Track down every line below that holds "attribute" and copy it.
**********
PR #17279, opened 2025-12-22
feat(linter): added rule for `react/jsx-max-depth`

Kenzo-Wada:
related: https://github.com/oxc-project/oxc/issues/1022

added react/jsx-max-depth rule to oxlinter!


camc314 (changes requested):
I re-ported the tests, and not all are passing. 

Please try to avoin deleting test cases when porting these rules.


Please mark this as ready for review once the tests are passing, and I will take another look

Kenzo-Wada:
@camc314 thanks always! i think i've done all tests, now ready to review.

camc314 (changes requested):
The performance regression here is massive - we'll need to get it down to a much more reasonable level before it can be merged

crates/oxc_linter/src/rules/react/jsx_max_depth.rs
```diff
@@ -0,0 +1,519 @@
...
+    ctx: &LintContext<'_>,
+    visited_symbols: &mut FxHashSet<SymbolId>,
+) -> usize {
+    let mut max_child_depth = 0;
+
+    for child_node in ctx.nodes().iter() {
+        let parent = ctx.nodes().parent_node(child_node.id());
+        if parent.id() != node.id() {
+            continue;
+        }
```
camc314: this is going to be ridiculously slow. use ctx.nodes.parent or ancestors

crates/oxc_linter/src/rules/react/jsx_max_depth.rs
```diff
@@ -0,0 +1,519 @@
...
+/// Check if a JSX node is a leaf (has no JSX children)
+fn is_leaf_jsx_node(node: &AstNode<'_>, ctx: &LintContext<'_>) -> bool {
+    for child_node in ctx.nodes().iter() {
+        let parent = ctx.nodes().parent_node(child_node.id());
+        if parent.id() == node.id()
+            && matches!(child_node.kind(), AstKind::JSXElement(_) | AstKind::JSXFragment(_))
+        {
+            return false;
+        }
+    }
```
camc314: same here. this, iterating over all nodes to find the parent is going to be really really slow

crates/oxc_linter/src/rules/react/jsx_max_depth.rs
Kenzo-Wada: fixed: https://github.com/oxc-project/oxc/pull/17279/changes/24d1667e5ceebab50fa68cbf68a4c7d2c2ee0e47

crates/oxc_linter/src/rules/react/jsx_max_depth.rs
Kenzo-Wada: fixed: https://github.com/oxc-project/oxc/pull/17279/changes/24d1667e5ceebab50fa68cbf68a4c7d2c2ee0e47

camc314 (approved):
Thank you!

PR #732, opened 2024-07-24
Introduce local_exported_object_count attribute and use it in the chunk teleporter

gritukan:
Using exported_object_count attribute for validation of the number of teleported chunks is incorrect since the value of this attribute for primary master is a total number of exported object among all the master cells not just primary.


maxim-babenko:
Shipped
**********
● Exercise output
Introduce local_exported_object_count attribute and use it in the chunk teleporter
Using exported_object_count attribute for validation of the number of teleported chunks is incorrect since the value of this attribute for primary master is a total number of exported object among all the master cells not just primary.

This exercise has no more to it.